C. Verghese, J. Berlet, A. Kapila and R. Pollard
Research Centre, Department of Anaesthesia, Royal Berkshire Hospital, Reading RG1 5AN.

We conducted a clinical comparison of the laryngeal mask airway (LMA) and the new single use PVC LMA (LMA-Unique) in 100 fasted adult patients undergoing elective surgery. Patients were allocated to one of two groups: group 1 (n = 50) was managed by two consultants and group 2 by two trainee anaesthetists. Airway management was randomized prospectively within each group, and cuff pressure in both devices was maintained at a maximum of 50 mm Hg with upward size substitution if leaks persisted during intermittent positive pressure ventilation (IPPV).
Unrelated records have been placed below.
PR #1809, opened 2023-10-12
NPC Box

### LINKED ISSUE #425: NPC box
Probably done with aliases on the main user account that then display. This makes it lower barrier to add accounts for NPCs, since they won't show up in your large list of characters and you don't need to facecast them or anything, but you can still name them to make it clear who's who.

There should be a way to then convert your NPC posts into an actual character (characters#replace on main user account in specific posts with a specific alias?).

This likely relies on alias creation being made easier (in the reply editor or at least faster on the character page) – #171.

Throne3d:
Fixes #425.

Basically, users want a way to name the NPCs they write with, without creating full character accounts for them that pollute their Characters list (esp if the NPC is only used in a single thread, and e.g. uses the author character icon, and so on).

Here we enable that by adding a new "NPC" category to the character selection box when writing a post or reply, and letting you select either from your existing list of NPCs (disambiguated by thread name, hacked into the "nickname" section, and incl. separate "thread NPCs" in case that's easier), or create a new NPC via the select2 tags process (this works fine for single selects, too: it just creates a new `<option>` based on your input). These are persisted as characters with a new is_npc flag behind the scenes, which hides them from relevant pages but still allows us to collect all the metadata on where this character is used or e.g. allows the user to provide a bit more information on the NPC if they desire.

Due to how ReplyDrafts work, in case we create them (reply#create preview + draft, but not reply#update preview nor on posts), we also create the character just prior, which may leave orphan characters lying around if the draft is never posted. This should be relatively rare - and in other cases, we only persist the character when its reply/post is created (at which point they could be orphaned by deleting the post/reply anyway), so it doesn't seem particularly problematic.

Whichever icon is used for the first reply/post with the new NPC is treated as its default icon, though that can be tweaked on the character edit page for the NPC, and similarly you can add other galleries. Otherwise it behaves similarly to the author character, letting you select either your author icon or no icon: NPC icons can be temporarily moved to your avatar if you need to set an icon for a new NPC, which is a bit awkward in terms of UX, or you can just post with another icon, edit the NPC to add the right gallery and default icon, and edit the reply to have the right icon after that. This seems like a decent compromise for this initial iteration!

These NPC characters also show up in the quick switcher, which was an important consideration for the end users!

The character edit page disables the screenname, template and cluster inputs when NPC is selected, as those (per users) don't make much sense, but it doesn't clear out the values, so users can enter data there if they really want by temporarily disabling the NPC config! =) Additionally, a character can be transitioned to/from NPC state if necessary, which should make NPC "promotions" straightforward if an NPC starts getting fleshed out. NPCs should also appear in the character replace menu, at least in this first iteration, which should make it easy to transition to/from this new approach.

Currently there's no way to forcibly show all NPCs for a user on their character page - NPCs are ignored, similar to retired characters, but with no toggle. This didn't seem obligatory to provide in a first release, and we can add this functionality at a later point if we need to.

UX:

image
image
image
image
image
image
image
image

WIP:

- [x] fix linting
- [x] reply drafts don't work with it yet (I'm thinking I might just persist the character and use the ID when you click preview / draft, to make things easier, but I'm not sure - maybe I'll store the NPC name on the draft so we can create it only when you submit the reply?)
- [x] if you have multiple NPCs with the same name, right now there's no way to properly disambiguate them: thinking of adding recent thread names to the dropdown to help here, but a little concerned about the SQL involved
- [x] fix tests (esp the character presenter tests are probably surprised by the new is_npc field)
- [x] add tests (esp UI tests, I want to make sure this works properly with JavaScript in a way we won't break)
- [x] a missing variable around the quick switcher, still need to figure out how I'm gonna solve that
- [x] display on a character's page that it's an NPC (and maybe hide nickname?)
- [x] consider disabling fields for screenname, template, cluster when enabling NPC on the character edit page
- [x] ~~make it possible to show NPC characters on a user's page? but don't show it by default~~ -> later follow-up


db/migrate/20230930053037_add_is_npc_to_characters.rb
```diff
@@ -0,0 +1,5 @@
+class AddIsNpcToCharacters < ActiveRecord::Migration[6.1]
+  def change
+    add_column :characters, :is_npc, :boolean
```
Throne3d, line 3:
```suggestion
    add_column :characters, :is_npc, :boolean, default: false, null: false
```

app/assets/javascripts/posts/editor.js
```diff
@@ -186,6 +186,8 @@ function hideSelect(target, selectBox, selectHolder) {
 
 function fixWritableFormCaching() {
   // Hack to deal with Firefox's "helpful" caching of form values on soft refresh (now via IDs)
+  // TODO: fix caching for is_npc + the input field for creating it?
+  // TODO: Retrigger select2 filter based on the input?
```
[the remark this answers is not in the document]
Throne3d:
```suggestion
```

app/assets/javascripts/posts/editor.js
```diff
@@ -306,33 +311,38 @@ function setupTinyMCE() {
...
   setGalleriesAndDefault(resp.galleries, resp.default_icon);
   setIcon('');
-  if (restoreIcon)
+  if (restoreIcon) {
     setIconFromId(selectedIconID);
-  else if (resp.default_icon)
+  } else if (resp.default_icon) {
     setIcon(resp.default_icon.id, resp.default_icon.url, resp.default_icon.keyword, resp.default_icon.keyword);
+  }
 }
```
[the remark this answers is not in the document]
Throne3d: don't think I changed this tbh, ignoring

app/controllers/writable_controller.rb
```diff
@@ -170,6 +177,19 @@ def og_data_for_post(post, page: 1, total_pages:, per_page: 25)
     }
   end
 
+  def process_npc(writable, permitted_character_params)
+    return unless writable.character.nil?
+    return unless permitted_character_params[:is_npc] == 'true'
+
+    post_name = if writable.is_a? Post
```
Throne3d, line 184:
```suggestion
    # we take the NPC's first post's subject as its nickname, for disambiguation in dropdowns etc
    post_name = if writable.is_a? Post
```

app/controllers/posts_controller.rb
```diff
@@ -329,6 +331,10 @@ def preview
     @post.assign_attributes(permitted_params(false))
     @post.board ||= Board.find_by_id(3)
 
+    if permitted_character_params[:is_npc] && @post.character_id.nil?
+      @post.build_character(permitted_character_params.merge(default_icon_id: @post.icon_id))
+    end
```
Throne3d, line 336:
```suggestion
    process_npc(@post, permitted_character_params)
```

app/controllers/writable_controller.rb
```diff
@@ -7,19 +7,29 @@ def build_template_groups(user=nil)
...
     if @post
       uniq_chars_ids = @post.replies.where(user_id: user.id).where.not(character_id: nil).group(:character_id).pluck(:character_id)
       uniq_chars_ids << @post.character_id if @post.user_id == user.id && @post.character_id.present?
-      uniq_chars = Character.where(id: uniq_chars_ids).ordered.pluck(pluck)
+      uniq_chars = Character.where(id: uniq_chars_ids, is_npc: false).ordered.pluck(Template::CHAR_PLUCK)
       threadchars = faked.new('Thread characters', nil, uniq_chars)
       @templates.insert(0, threadchars)
+
+      uniq_npcs = Character.where(id: uniq_chars_ids, is_npc: true).ordered.pluck(Template::NPC_PLUCK)
+      threadnpcs = faked_npcs.new('Thread NPCs', nil, uniq_npcs)
```
teceler, line 28:
```suggestion
      threadnpcs = faked_npcs.new('Post NPCs', nil, uniq_npcs)
```

app/controllers/writable_controller.rb
```diff
@@ -7,19 +7,29 @@ def build_template_groups(user=nil)
...
     @templates = templates + [templateless]
+    all_npcs = faked_npcs.new('All NPCs', nil, user.characters.where(retired: false, is_npc: true).ordered.pluck(Template::NPC_PLUCK))
+    @npcs = [all_npcs]
 
     if @post
       uniq_chars_ids = @post.replies.where(user_id: user.id).where.not(character_id: nil).group(:character_id).pluck(:character_id)
       uniq_chars_ids << @post.character_id if @post.user_id == user.id && @post.character_id.present?
-      uniq_chars = Character.where(id: uniq_chars_ids).ordered.pluck(pluck)
+      uniq_chars = Character.where(id: uniq_chars_ids, is_npc: false).ordered.pluck(Template::CHAR_PLUCK)
       threadchars = faked.new('Thread characters', nil, uniq_chars)
```
Throne3d, line 24:
```suggestion
      threadchars = faked.new('Post characters', nil, uniq_chars)
```

app/assets/stylesheets/replies.scss
```diff
@@ -40,7 +40,7 @@
   padding: 5px 20px 10px 20px;
   z-index: 2;
   background-color: $bg_color_selectionpopup;
-  min-width: 200px;
+  min-width: 250px;
```
teceler, line 43: Why was this changed?

app/views/posts/_editor.haml
```diff
@@ -26,11 +26,18 @@
...
+              = select_tag :active_character,
+              option_groups_from_collection_for_select(@templates, :plucked_characters, :name, :first, :last, item.character_id),
+              { prompt: current_user.username, class: 'chosen-select' }
+            #swap-character-npc
+              %h4 Choose NPC
+              = select_tag :active_npc,
+              option_groups_from_collection_for_select(@npcs, :plucked_npcs, :name, :first, :last, item.character_id),
+              { prompt: "Select NPC or type to create" }
+            %button.view-button#select-character{type: 'button'} Character
+            %button.view-button#select-npc{type: 'button'} NPC
```
teceler, line 40: What is this doing?

spec/controllers/characters_controller_spec.rb
```diff
@@ -74,9 +74,11 @@
       it "skips retired characters when specified" do
```
teceler, line 74: probably want to rename this and also test that it hides npcs even when retired status isn't specified? might be better to just make a test for that tbh

teceler:
Notes that aren't linked to a specific code point:
* maybe scope `.where(is_npc: false)`
* test character#show for npc
* test adding an existing npc to a new post
* test adding an existing npc to the same post

app/assets/stylesheets/replies.scss
Throne3d: Oh! With the previous value and the new buttons, the UI sometimes collapsed weirdly. Let me find a screenshot quickly!

app/views/posts/_editor.haml
Throne3d: This lets you select whether you're seeing the dropdown for NPCs or Characters in the select box - here:

image

The dropdown functions differently on the NPCs page, letting you create a new one, but this also creates a clear separation between the two types of characters, which seemed very desirable based on the user feedback!

app/assets/stylesheets/replies.scss
Throne3d: 200px minimum
image

250px minimum
image

(This way we always keep the NPC + Character buttons on the same line, rather than wrapping them)

I can go more aggressive on the minimum, down to 220px, which maintains that property and has a lower chance of messing with smaller UIs - that might be good?

image

Throne3d:
> test character#show for npc

I can add a test explicitly for this if we want, especially if we want a controller spec for it, but the `spec/features/characters/edit_spec.rb` and `spec/features/characters/new_spec.rb` tests are actually already validating the character#show rendering after updating NPCs!

> maybe scope .where(is_npc: false)

That could be good - do we have similar for retired? I don't think I want to make it a default scope (like I mentioned to Marri, ideally this initial step will leave the new NPC-type characters around places that we haven't evaluated we want to hide them from, so people have more flexibility rather than less), but I think it makes sense to add it as a quick scope somewhere.

> test adding an existing npc to a new post
> test adding an existing npc to the same post

Ooh, right, good idea - not sure why I was only testing new NPCs (I guess old NPCs should fall into the basic character_id flow, and it was safe in manual testing, but there's no guarantee it remains that way). I'll add tests for this!

app/views/posts/_editor.haml
teceler: Oh! I see. ...I'm not sure how I feel about having npcs being that obtrusive but it does look like it would work

spec/controllers/characters_controller_spec.rb
Throne3d: Not sure why I combined this, it really should've been separate - thanks!

app/views/posts/_editor.haml
Throne3d: Yeah, I wasn't sure where else to put it but I think this menu doesn't get used as much as the quick switcher so it should help hide it from most flows, at least? Red seems to think he'll use NPCs a lot and liked the clear separation (rather than polluting the existing characters list with it), as otherwise they'd be more obtrusive elsewhere. Maybe someone will come up with a better UI suggestion when it's released and we can move it? But I think it'll probably take some time for people to get familiar with it and know how often it should show up / where we should move it to based on experience with it - I didn't have many other ideas for how to incorporate it, really.

app/assets/stylesheets/replies.scss
Throne3d: Do you think we should drop this to 220px, or is 250px ok?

Insertion with the recommended technique was successful in all patients (85 first attempt). One patient (group 1) required four attempts for insertion of the LMA-Unique and in one patient (group 2) the LMA-Unique was replaced by a tracheal tube because of persistent leaks during IPPV. In 99 patients IPPV was uneventful. The adjusted mean volume of air for cuff inflation in the LMA-Unique was significantly less in group 1 (P = 0.0013). At fibreoptic laryngoscopic examination, the vocal cords or arytenoids, or both, could be seen in 92% of patients in group 1 and in 90% of patients in group 2. Immediate throat soreness was reported in four patients in group 1 and in seven in group 2. The results suggest that the LMA-Unique was similar in clinical performance to the LMA.